No me he dejado datos, se supone que en ese precio ya se incluye el costes de las obras hidrúlica. Y si valen mucho, pero se ha de tener un factor en cuenta, que cuando el estado decide ejecutar una obra de este estilo se supone que busca el beneficio social, no el financiero.
Sirva de ejemplo una constructora decide realizar una autovia de peaje solo contabilizara como beneficio los peajes (y cualquier otro ingreso derivado de la explotación de la autovia), mientras que el estado también contabiliza el ahorro que supone por eliminar tiempos de viaje a personas, mayor accesibilidad a una zona, etc. De forma que aunque en un principio no parezca rentable cuando se tiene en cuentan los beneficios sociales estas si resultan viables.
En cuanto al coste de los Hm3 que no se han podido regular, quizás es pronto para monetizarlos, en futuro se podría ver si con ese agua se podrían haber regado algunos cultivos, que al final quedaron en barbecho por una furtura sequía, entonces el coste de ese agua serían las pérdidas de los cultivos, como un coste de oportunidad.

En lo que a agricultura se refiere no tengo ni la más remota idea, no se si habría que reducir cultivos de regadío, pero una cosa tengo clara, habría que controlar y mejorar los sistemas existentes, y no transformar cultivos de secano en regadío.
Desde que tengo uso de razón el olivo, sin regabarse, ya daba aceite, y esa era una de las razones de que fuese un cultivo tan interesante para Jaén.

----------


## Salut

^^ Pues es mucho suponer el que esten allí incluidos. Para una muy buena cerrada tal vez tenga un pase, pero ya sabemos que estas cerradas están ocupadas.

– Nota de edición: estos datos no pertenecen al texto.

PR #274, opened 2021-01-13
chore: add prop to disable/enable scroll bounces

### LINKED ISSUE #120: Disable "bouncing" for iOS
Similar to what React Native does with `ScrollView` or `FlatList` when `bounces = false`.

arekkubaczkowski:
# Summary
Closes #120  

It's a missing feature which was reverted in certain version which allows to disable/enable bounce effect while scrolling on iOS.
https://stackoverflow.com/questions/21798218/disable-uipageviewcontroller-bounce


troZee:
https://github.com/callstack/react-native-viewpager/issues/266

Issue #140, opened 2020-01-31
Reimplement iOS VP implementation


troZee:
# Feature Request
While I was implementing VP2 on android, which is based on RecyclerView I noticed, that listView implementation is more performant than current implementation. VP on iOS is based on `UIPageViewController `.  I would like to migrate into CollectionView ([example](https://github.com/WenchaoD/FSPagerView)).

## Why it is needed
This implementation should: 
  - fix lazy loading issue
  - add ability to create a transition between pages (Because UIPageViewController does not support it)
  - enable or disable bouncing on iOS

MrRefactor:
Closing as implemented with 8.0.0

PR #276, opened 2021-01-15
Lazy pager [feedback wanted]

### LINKED ISSUE #104: Dynamic / lazy approach to load pages
# Feature Request

## Why it is needed

```js
const min = 0;

  <View key={item}>
      <Item item={item} />
    ) : null}
  </View>
));

<ViewPager ... >
  {items}
</ViewPager>
```

```js
```

alpha0010:
# Summary

Enables pages to be rendered on demand, instead of all at once.  Important when there are a very large number of pages.

Currently, a basic implementation on Android.  I just wiped the app, and init fresh with `react-native-builder-bob`, so will need to restore/rename some files later.

For iOS, I noticed #140 .  Should this lazy render implementation avoid `UIPageViewController`?

## Test Plan

In progress...

## Compatibility

| OS      | Implemented |
| ------- | :---------: |
| iOS     |    ❌     |
| Android |    ✅     |

## Checklist

Fixes #104


alpha0010:
Any thoughts on the architecture of rendering/passing views?

troZee:
Hey @alpha0010 
Thank for your contribution. As you can see there is lots of changes here, so could you describe it in simple words, how you achieved it ? bc basically native side (android/ios) supports lazy loading. The problem is with react-native itself, bc it loads the child views eagerly, so `didMount` methods is called immediately.

alpha0010:
- JS tells native how many total pages there will be
  - https://github.com/alpha0010/react-native-viewpager/blob/09b188efa0162ea7335350fcd67ff63f4c73516a/src/index.tsx#L36
  - https://github.com/alpha0010/react-native-viewpager/blob/09b188efa0162ea7335350fcd67ff63f4c73516a/android/src/main/java/com/reactnativecommunityviewpager/ViewPagerViewManager.kt#L63
- Native lazy renders that many (blank) pages
  - https://github.com/alpha0010/react-native-viewpager/blob/09b188efa0162ea7335350fcd67ff63f4c73516a/android/src/main/java/com/reactnativecommunityviewpager/ReactViewAdapter.kt#L26
  - https://github.com/alpha0010/react-native-viewpager/blob/09b188efa0162ea7335350fcd67ff63f4c73516a/android/src/main/java/com/reactnativecommunityviewpager/ReactViewAdapter.kt#L29-L32
  - https://github.com/alpha0010/react-native-viewpager/blob/09b188efa0162ea7335350fcd67ff63f4c73516a/android/src/main/java/com/reactnativecommunityviewpager/PageFragment.kt#L16
- Native tells js which page is being displayed
  - https://github.com/alpha0010/react-native-viewpager/blob/09b188efa0162ea7335350fcd67ff63f4c73516a/android/src/main/java/com/reactnativecommunityviewpager/ViewPagerViewManager.kt#L22-L26
  - https://github.com/alpha0010/react-native-viewpager/blob/09b188efa0162ea7335350fcd67ff63f4c73516a/src/index.tsx#L39
- JS renders the visible page (and *n*-pages before/after)
  - https://github.com/alpha0010/react-native-viewpager/blob/09b188efa0162ea7335350fcd67ff63f4c73516a/src/index.tsx#L43-L50
  - https://github.com/alpha0010/react-native-viewpager/blob/09b188efa0162ea7335350fcd67ff63f4c73516a/android/src/main/java/com/reactnativecommunityviewpager/ViewPagerViewManager.kt#L41
- Native swaps out blank pages with the newly supplied real pages
  - https://github.com/alpha0010/react-native-viewpager/blob/09b188efa0162ea7335350fcd67ff63f4c73516a/android/src/main/java/com/reactnativecommunityviewpager/ViewPagerViewManager.kt#L57
  - https://github.com/alpha0010/react-native-viewpager/blob/09b188efa0162ea7335350fcd67ff63f4c73516a/android/src/main/java/com/reactnativecommunityviewpager/ReactViewAdapter.kt#L47
  - https://github.com/alpha0010/react-native-viewpager/blob/09b188efa0162ea7335350fcd67ff63f4c73516a/android/src/main/java/com/reactnativecommunityviewpager/ReactViewAdapter.kt#L12-L14
  - https://github.com/alpha0010/react-native-viewpager/blob/09b188efa0162ea7335350fcd67ff63f4c73516a/android/src/main/java/com/reactnativecommunityviewpager/PageFragment.kt#L34-L44

troZee:
Thank you for an explanation. I will take a look, once I will be available. 

> For iOS, I noticed #140 . Should this lazy render implementation avoid UIPageViewController?

Lazy loading should also support iOS (UIPageViewController). For now, it is not on our roadmap to change iOS implementation of VP.

troZee:
I have tested your code and I would like to laso test more cases, which has been provided in our example. 

Your solution looks very interesting. 

When I was testing your code I used below example 

App.tsx
```
import React from 'react';
import { StyleSheet, Text, View } from 'react-native';
import { ViewPager } from '@react-native-community/viewpager';

const DummyComponent = ({ item }: { item: string }) => {
  React.useEffect(() => {
    console.log(`didmout ${item}`);
    return () => {
      console.log(`didunmout ${item}`);
    };
    // eslint-disable-next-line react-hooks/exhaustive-deps
  }, []);
  return <Text style={styles.text}>{item}</Text>;
};

export default function App() {
  const data = 'ABCDEFGHIJKLMNOPQRSTUVWXYZ'.split('');
  return (
    <ViewPager
      data={data}
      keyExtractor={(item) => item}
      renderItem={({ item }) => <DummyComponent item={item} />}
      style={styles.container}
    />
  );
}

const styles = StyleSheet.create({
  container: { flex: 1 },
  text: { fontSize: 100 },
});

```

and components are mounted and unmounted on page changed. Ofc I am wondering, if it is necessary to reuse pages, which has been created. 

JS side: 
- your solution looks good, but it breaks the API and probably it should be done on next branch instead of stable master version. 

Native side: 
- you don't need adapter inside the fragment https://github.com/alpha0010/react-native-viewpager/blob/09b188efa0162ea7335350fcd67ff63f4c73516a/android/src/main/java/com/reactnativecommunityviewpager/ReactViewAdapter.kt#L31 . It creates memory leak 
- Please checkout `next` branch. We changed a way of passing views to the fragments
- Why observable ? https://github.com/alpha0010/react-native-viewpager/blob/09b188efa0162ea7335350fcd67ff63f4c73516a/android/src/main/java/com/reactnativecommunityviewpager/ReactViewAdapter.kt#L10


Summary: 
Lazy loading is handled on native side as I wrote above (android/ios). More for android here: https://www.programmersought.com/article/39134390787/

So you don't need to implement any solution to achieve lazy loading on native side. 

If you would like to continue your work, please follow below steps: 
- branch off of `next` branch
- apply changes 
- create new draft PR (PoC)

alpha0010:
Thanks for the review; I will take a look at what I can do.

Ejemplo del Cenajo (que tiene una muy buena cerrada):
Aportaciones medias anuales = 298 hm3
Caudal ecológico para PHC 2010-2015 = 79 hm3 [En actual PHC: 41 hm3]
REGULACIÓN: 219 hm3 anuales

A 0,1 €/m3 = 21,9 M€

Amortizaciones, costes de explotación, etc. 2 M€

19,9 M€ a un 5% de interes anual = 398 M€


Un poco justito, para construir un embalse de estas características. ¿No crees?

Ahora ponle una cerrada mala, y una regulación para eventos excepcionales (como propone FEDE), así como grandes trasvases... en vez de una regulación anual pura y dura.

-------------------------------------------------------------------------

Si nos ponemos a hablar de beneficios sociales, desde luego que la agricultura industrial no es el mejor ejemplo. Con la mecanización expulsa mano de obra, y encima luego tiene un enorme coste ambiental (contaminación por nitratos, deterioro del ecosistema ripario, deterioro de comunicaciones y del paisaje...)

Vamos, la cosa está clarita.

----------


## FEDE

Hola Salut:

La cosa esta mas que clara, te lo digo con todo el cariño del mundo, como ya te lo he dicho en el otro hilo, Regadios y plantaciones superintensivas, hay una cosa que no puedes negar por lo evidente, que son los miles y miles de hm3 que se han ido al mar y los que se pueden ir todavia pues quedan casi 2 meses de invierno y 3 de primavera y lo que me parece mentira es que no aprecies ese agua que se a ido que le des un valor de 0 no me lo puedo creer.* Desde tu punto de vista totalmente ecologista no vamos a ninguna parte.*

Un saludo cordial.  :Smile:

----------


## Salut

^^ Otra vez argumentos falaces, que en vez de rebatir buscan desprestigiar... en fin, sólo dos cosas:

1º) En este hilo he seguido una argumentación *estrictamente económica*. En el otro hilo comentas que si Cuba y que si edades de piedra... y me pregunto yo cómo estaríamos si nos dedicaramos a hacer cosas antieconómicas constantemente.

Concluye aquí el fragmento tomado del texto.